--- What is expected ---
An exact copy of the listing is required.
-*-*-
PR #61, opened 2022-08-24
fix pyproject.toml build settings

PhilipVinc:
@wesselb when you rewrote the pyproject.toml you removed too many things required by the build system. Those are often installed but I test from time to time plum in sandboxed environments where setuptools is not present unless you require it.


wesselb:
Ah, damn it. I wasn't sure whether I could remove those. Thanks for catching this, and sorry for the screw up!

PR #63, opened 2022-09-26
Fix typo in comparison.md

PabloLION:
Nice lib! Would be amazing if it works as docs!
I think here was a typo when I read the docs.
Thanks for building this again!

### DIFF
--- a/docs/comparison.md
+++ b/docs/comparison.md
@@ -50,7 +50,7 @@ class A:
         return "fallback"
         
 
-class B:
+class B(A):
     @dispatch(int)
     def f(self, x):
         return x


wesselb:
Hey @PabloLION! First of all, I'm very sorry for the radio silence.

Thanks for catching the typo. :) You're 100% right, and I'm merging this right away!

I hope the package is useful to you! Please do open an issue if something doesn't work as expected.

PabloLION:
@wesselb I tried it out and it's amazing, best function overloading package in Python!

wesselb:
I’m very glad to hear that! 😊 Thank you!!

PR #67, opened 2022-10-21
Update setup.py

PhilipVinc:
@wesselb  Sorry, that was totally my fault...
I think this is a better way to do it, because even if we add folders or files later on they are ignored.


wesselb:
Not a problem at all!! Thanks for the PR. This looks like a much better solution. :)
-*-*-
--- Solution to the problem ---
PR #61, opened 2022-08-24
fix pyproject.toml build settings

PhilipVinc:
@wesselb when you rewrote the pyproject.toml you removed too many things required by the build system. Those are often installed but I test from time to time plum in sandboxed environments where setuptools is not present unless you require it.


wesselb:
Ah, damn it. I wasn't sure whether I could remove those. Thanks for catching this, and sorry for the screw up!

PR #63, opened 2022-09-26
Fix typo in comparison.md

PabloLION:
Nice lib! Would be amazing if it works as docs!
I think here was a typo when I read the docs.
Thanks for building this again!

### DIFF
--- a/docs/comparison.md
+++ b/docs/comparison.md
@@ -50,7 +50,7 @@ class A:
         return "fallback"
         
 
-class B:
+class B(A):
     @dispatch(int)
     def f(self, x):
         return x


wesselb:
Hey @PabloLION! First of all, I'm very sorry for the radio silence.

Thanks for catching the typo. :) You're 100% right, and I'm merging this right away!

I hope the package is useful to you! Please do open an issue if something doesn't work as expected.

PabloLION:
@wesselb I tried it out and it's amazing, best function overloading package in Python!

wesselb:
I’m very glad to hear that! 😊 Thank you!!

PR #67, opened 2022-10-21
Update setup.py

PhilipVinc:
@wesselb  Sorry, that was totally my fault...
I think this is a better way to do it, because even if we add folders or files later on they are ignored.


wesselb:
Not a problem at all!! Thanks for the PR. This looks like a much better solution. :)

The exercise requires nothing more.